TASK DIRECTIONS: Word for word, print every entry below.

TASK INPUTS:
--- START ---
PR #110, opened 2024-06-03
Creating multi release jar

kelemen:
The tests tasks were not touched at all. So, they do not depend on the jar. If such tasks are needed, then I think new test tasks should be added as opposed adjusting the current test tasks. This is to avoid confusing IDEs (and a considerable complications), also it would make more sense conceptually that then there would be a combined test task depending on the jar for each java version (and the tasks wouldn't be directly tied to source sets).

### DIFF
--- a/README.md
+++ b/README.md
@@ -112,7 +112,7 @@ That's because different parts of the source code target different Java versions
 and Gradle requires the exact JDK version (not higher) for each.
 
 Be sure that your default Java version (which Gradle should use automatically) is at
--- END ---
RESPONSE BELOW:
PR #110, opened 2024-06-03
Creating multi release jar

kelemen:
The tests tasks were not touched at all. So, they do not depend on the jar. If such tasks are needed, then I think new test tasks should be added as opposed adjusting the current test tasks. This is to avoid confusing IDEs (and a considerable complications), also it would make more sense conceptually that then there would be a combined test task depending on the jar for each java version (and the tasks wouldn't be directly tied to source sets).

### DIFF
--- a/README.md
+++ b/README.md
@@ -112,7 +112,7 @@ That's because different parts of the source code target different Java versions
 and Gradle requires the exact JDK version (not higher) for each.
 
 Be sure that your default Java version (which Gradle should use automatically) is at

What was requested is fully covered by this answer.